Abbiamo paura a guardare e a toccare le ferite perché ci spaventa vedere in faccia la nostra mortalità, la nostra debolezza, la nostra realtà di peccatori, la nostra vulnerabilità. Ci affascina l’idea che, se abbiamo molti soldi, una buona assicurazione, se siamo ben protetti dentro le nostre case, possediamo l’ultimo modello di qualche automobile e i più aggiornati apparecchi elettronici e frequentiamo una buona palestra, possiamo essere immortali. Ci costa riconoscere che eliminiamo le persone ferite dai dintorni delle nostre case, le facciamo sparire quando abbiamo visite importanti e nascondiamo le loro baracche dietro pareti decorate da piacevoli murales. Nell’ottobre 2015 ho visitato il campo profughi di Idomeni, in Grecia, vicino alla frontiera con l’ex repubblica iugoslava di Macedonia. Erano arrivate fin lì migliaia di persone affamate, stanche e disperate, in fuga dalla Siria, dall’Iraq e dall’Afghanistan in guerra. Avevano potuto portare con sé solo qualche indumento e il loro tesoro più prezioso: la propria famiglia. Là le ferite si potevano vedere, se ne poteva sentire l’odore, le si poteva toccare. In quel luogo vi era molta angoscia, ma c’era anche molto coraggio, molta dignità e un grande e valido impegno a mantenere viva la speranza.

Ho parlato con una donna greca che stava sovrintendendo alla distribuzione di cibo, vestiti e medicine. Era un’operatrice attiva nel campo. Le ho domandato se faceva parte del suo lavoro. Mi ha risposto di no, che si era offerta come volontaria. Sorpreso dal fatto che aggiungesse un servizio al lavoro ordinario, le ho chiesto perché. Mi ha risposto: «Anche i miei antenati sono stati profughi. Ho la condizione di rifugiata nel Dna. Questi profughi sono miei fratelli e mie sorelle.
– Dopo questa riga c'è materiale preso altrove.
PR #470, opened 2020-01-07
S3: REST-XML prototype unmarshaler deligates to Legacy Unmarshaler (GetObject operation)

skotambkar:
* PR serves as a first step towards our new unmarshaler design. 
* unmarshal.go outlines our unmarshaler type and associated unmarshaling methods that currently delegate to legacy unmarshaler of the SDK.

### DIFF
--- a/service/s3/unmarshal.go
+++ b/service/s3/unmarshal.go
@@ -36,22 +36,22 @@ func (u protoGetObjectUnmarshaler) unmarshalOperation(r *aws.Request) {
 		ringBuff := sdkio.NewRingBuffer(buff)
 		body := io.TeeReader(r.HTTPResponse.Body, ringBuff)
 		decoder := xml.NewDecoder(body)
-		startToken, err := decoder.Token()
-		if err != nil {
-			ringBuff.Read(readBuff)
-			r.Error = awserr.New(aws.ErrCodeSerialization, fmt.Sprintf("Failed to decode response body with invalid XML. Here's a snapshot : %v", readBuff), err)
-			return
-		}
 
-		if start, ok := startToken.(xml.StartElement); ok {
-			r.Error = unmarshalErrorPrototype(r, decoder, start, ringBuff)
-		} else {
-			ringBuff.Read(readBuff)
-			r.Error = awserr.New(aws.ErrCodeSerialization, fmt.Sprintf(
-				"Failed to decode response body with invalid XML. Here's a snapshot : %v", readBuff),
-				err)
+		// recurse thru the xml body till we get the startElement,
+		// we ignore the xml preamble.
+		for {
+			startToken, err := decoder.Token()
+			if err != nil {
+				ringBuff.Read(readBuff)
+				r.Error = awserr.New(aws.ErrCodeSerialization, fmt.Sprintf("Failed to decode response body with invalid XML. Here's a snapshot : %v", readBuff), err)
+				return
+			}
+			// deligate to error unmarshaler if startElement is retrieved
+			if start, ok := startToken.(xml.StartElement); ok {
+				r.Error = unmarshalErrorPrototype(r, decoder, start, ringBuff)
+				return
+			}
 		}
-		return
 	}
 
 	// delegate to reflection based rest unmarshaler
@@ -77,9 +77,11 @@ type protoXMLErrorResponse struct {
 	HostID    string `xml:"HostId"`
 }
 
-// unmarshalError unmarshal's the error response
+// unmarshalErrorPrototype unmarshal's the error response.
+// The function takes in a startElement; this is to support 200 Errors
+// where we will be reading the startElement.
 // Note: Services may have customizations that require custom error unmarshaling.
-// In this prototype, we do not prototype modeled error unmarshaling.
+//  also, in this prototype, we do not prototype modeled error unmarshaling.
 func unmarshalErrorPrototype(r *aws.Request, d *xml.Decoder, start xml.StartElement, buffer *sdkio.RingBuffer) error {
 	// protoXMLErrorResponse is error response struct for xml errors.
 	var respErr = protoXMLErrorResponse{}


service/s3/unmarshal.go
```diff
@@ -0,0 +1,111 @@
...
+// unmarshalOperation is the top level method used with a handler stack to unmarshal an operation response
+// This method calls appropriate unmarshal shape functions as per the output shape and protocol used by the
+// service.
+func (u protoGetObjectUnmarshaler) unmarshalOperation(r *aws.Request) {
+	var buff bytes.Buffer
+	body := io.TeeReader(r.HTTPResponse.Body, &buff)
+	// an xml decoder should be used to decode an xml document
+	d := xml.NewDecoder(body)
+	startToken, err := d.Token()
+	if err != nil && err != io.EOF {
```
jasdel: Attempting to get the token from a decoder if there is not response body will result in an error. This can happen if the request fails for connection error, or there just is no XML .

Specifically for this operation, the successful response body probably won't contain a token. The prototype should first check if it thinks the operation was successful or not based on status code. If the operation was not successful, then the unmarshal error could be called with the first token.

We probably don't want to optimize for the 200 error case. But use that as a specific customization.

service/s3/unmarshal.go
```diff
@@ -0,0 +1,111 @@
...
+	if err := unmarshalGetObjectOutputShapeAWSPayload(u.output, r); err != nil {
+		r.Error = err
+		return
+	}
+}
+
+// isRequestError would check if a request response was an error
+// It takes in *aws.Request, & a startTag to check for error.
+func isRequestError(r *aws.Request) bool {
+	if r.HTTPResponse.StatusCode != http.StatusOK {
```
jasdel: Probably don't want to check only for 200, there are other 200 status codes that could be returned like 204. For example the SDK's response validation handlers, `ValidateResponseHandler` checks of the status code is `0`, or 
>= `300` to determine if the response status code as an error.

service/s3/unmarshal.go
```diff
@@ -0,0 +1,111 @@
...
+	type xmlResponseError struct {
+		xmlErrorResponse
+	}
+
+	var respErr *xmlResponseError
+	// delegate to reflection based error decoder
+	err := d.Decode(respErr)
+	if err != nil && err != io.EOF {
+		return awserr.New(aws.ErrCodeSerialization, "Serialization error: Failed to unmarshal error", err)
+	}
```
jasdel: I don't think this will have the intended behavior. Because the caller of `unmarshalErrorPrototype` calls `d.Token()` the decoder's position in the XML document has been incremented, subsequent calls to `d.Decode` will be from the nested within the tag returned by the original `d.Token`.

service/s3/unmarshal.go
skotambkar:
```go 
startToken, err:= d.Token()
if err!= nil && err != io.EOF {
	r.Error = err
	return
}

// isRequestError checks if operation response returned a error response
if isRequestError(r) {
	r.Error = unmarshalErrorPrototype(r, d, startToken)
	return
}
```

When a response body doesn't have xml body, we should get an err of io.EOF, and proceed to check if isRequestError. 

My intial thought was that if operation is one of the few operations where we need to check for status 200 error, we should generate a different isRequestError definition, where we should also have the start tag as an param. Thus we try to retrieve the startToken before checking for error.

```go 
func isRequestError(r *aws.Request, startToken xml.Token)
``` 

The current implementation won't address the case where HTTPResponse.Body is nil. We should probably add a check for if response body is nil ans skip trying to retrieve the start tag.

service/s3/unmarshal.go
skotambkar: True, deflecting to reflection based error decoder won't have the same intended behavior here. Having a peek method on decoder would have really helped to not mess up the original structure.

An alternative but a bad workaround, is to re-init the xml.Decoder with the original io.Reader

service/s3/proto_api_op_GetObject_test.go
```diff
@@ -0,0 +1,52 @@
...
+func TestProtoGetObjectRequest_Send(t *testing.T) {
+	svc := s3.New(mock.Config())
+	input := s3.GetObjectInput{
+		Bucket:                     aws.String("mock bucket"),
+		IfMatch:                    nil,
+		IfModifiedSince:            nil,
+		IfNoneMatch:                nil,
+		IfUnmodifiedSince:          nil,
+		Key:                        aws.String("mock key"),
+		PartNumber:                 nil,
```
jasdel: Would be helpful to fill out these values for this test, and future iterations of this protototype.

service/s3/unmarshal.go
```diff
@@ -0,0 +1,120 @@
...
+
+	if r.HTTPResponse.Body != nil {
+		body = io.TeeReader(r.HTTPResponse.Body, &buff)
+		decoder = xml.NewDecoder(body)
+		startToken, err = decoder.Token()
+		// we will encounter io.EOF if body does not have an xml
+		if err != nil && err != io.EOF {
+			r.Error = awserr.New(aws.ErrCodeSerialization, "Failed to decode response body with invalid XML", err)
+			return
+		}
```
jasdel: Don't want to attempt to parse the response body as XML unless the `isRequestError` returns true. Attempting to parse the body too soon like here will incorrectly result in fail to unmarshal XML errors.


Creating the decoder and getting first token should be moved within the `isREquestError` check below. This will also remove the need for optional nil pointers accessible at the top level of this method.

service/s3/unmarshal.go
```diff
@@ -0,0 +1,109 @@
...
+
+// unmarshalOperation is the top level method used with a handler stack to unmarshal an operation response
+// This method calls appropriate unmarshal shape functions as per the output shape and protocol used by the
+// service.
+func (u protoGetObjectUnmarshaler) unmarshalOperation(r *aws.Request) {
+	// isRequestError checks if operation response returned a error response
+	if isRequestError(r) {
+		// if startToken is nil, it would mean there is no xml response body
+		if r.HTTPResponse.Body == nil {
+			// fall back to status code error message
```
jasdel: Probably want to ensure that `r.HTTPResponse.Body.Close` is called before this method returns.

jasdel: It would be helpful to move the content of the error case block into its own function so won't have be be duplicated as much.

skotambkar: Modified and used `getStatusCodeErrorMessage()` instead . We can consider putting this method as an aws util as it is pretty standard.

service/s3/unmarshal.go
```diff
@@ -0,0 +1,114 @@
...
+}
+
+// unmarshalOperation is the top level method used with a handler stack to unmarshal an operation response
+// This method calls appropriate unmarshal shape functions as per the output shape and protocol used by the service.
+func (u protoGetObjectUnmarshaler) unmarshalOperation(r *aws.Request) {
+	defer r.HTTPResponse.Body.Close()
+	// isRequestError checks if operation response returned a error response
+	if isRequestError(r) {
+		// if startToken is nil, it would mean there is no xml response body
+		if r.HTTPResponse.Body == nil {
```
jasdel: I think `Body` here will always not be nil.  Can use `EOF` error when `decoder.Token()` is called to determine there is no XML error message.

jasdel: Can investigate what to do if Body is nil. This would only happen if the request was not sent at all, but unmarshal was called for some reason. This probably isn't a case we want to handle.

service/s3/unmarshal.go
```diff
@@ -0,0 +1,114 @@
...
+
+// unmarshalError unmarshal's the error response
+func unmarshalErrorPrototype(r *aws.Request, d *xml.Decoder, startToken xml.Token) error {
+	// protoXMLErrorResponse is error response struct for xml errors.
+	var respErr = protoXMLErrorResponse{}
+
+	// Delegate to reflection based decoding utils
+	if start, ok := startToken.(xml.StartElement); ok {
+		err := d.DecodeElement(&respErr, &start)
+		if err != nil && err != io.EOF {
```
jasdel: would be great for this to take a `StartElement` type instead of `Token`. The caller should be responsible for getting the first StartElement. This is helpful because the first Token might be something like the XML preamble.

service/s3/unmarshal.go
```diff
@@ -0,0 +1,114 @@
...
+		}
+	} else {
+		return awserr.New(aws.ErrCodeSerialization, "Serialization error: Failed to unmarshal invalid xml", nil)
+	}
+
+	reqID := respErr.RequestID
+	if len(reqID) == 0 {
+		reqID = r.RequestID
+	}
+	return awserr.NewRequestFailure(awserr.New(respErr.Code, respErr.Message, nil), r.HTTPResponse.StatusCode, reqID)
```
jasdel: Nit would be helpful to add a comment about this not extracting the modeled errors, and that will handled in another prototype for generated error unmarshaling.

service/s3/unmarshal.go
```diff
@@ -0,0 +1,114 @@
...
+type protoXMLErrorResponse struct {
+	Code      string `xml:"Code"`
+	Message   string `xml:"Message"`
+	RequestID string `xml:"RequestId"`
+}
+
+// unmarshalError unmarshal's the error response
+func unmarshalErrorPrototype(r *aws.Request, d *xml.Decoder, startToken xml.Token) error {
+	// protoXMLErrorResponse is error response struct for xml errors.
+	var respErr = protoXMLErrorResponse{}
```
jasdel: Would be good to callout via comment that services can have customizations like S3, that require custom error unmarshaling.

service/s3/unmarshal.go
```diff
@@ -0,0 +1,114 @@
...
+		ringBuff := sdkio.NewRingBuffer(buff)
+		body := io.TeeReader(r.HTTPResponse.Body, ringBuff)
+		decoder := xml.NewDecoder(body)
+		startToken, err := decoder.Token()
+		if err != nil {
+			r.Error = awserr.New(aws.ErrCodeSerialization, "Failed to decode response body with invalid XML", err)
+			return
+		}
+
+		r.Error = unmarshalErrorPrototype(r, decoder, startToken)
```
jasdel: Serialization errors encountered here, will not include the ring buffer, but should.

service/s3/unmarshal.go
jasdel: Nit this should use the S3 specific `RequestFailure` wrapper so the `HostID` value in the error response can be captured.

Non li posso abbandonare». Sono parole di amore e di misericordia che provengono da generazioni di persone ferite. Quando, poco dopo, stavo per andarmene da quel luogo, ho visto un cartello che indicava l’uscita: in greco, c’era scritto Exodos. Esodo. Sì, Dio è alla guida del suo popolo. Il Signore risorto sta conducendo i feriti sulla via che, dal terrore della morte, va verso la speranza di una vita nuova. In quel campo c’era il Signore risorto. L’ho incontrato lì, tra i feriti.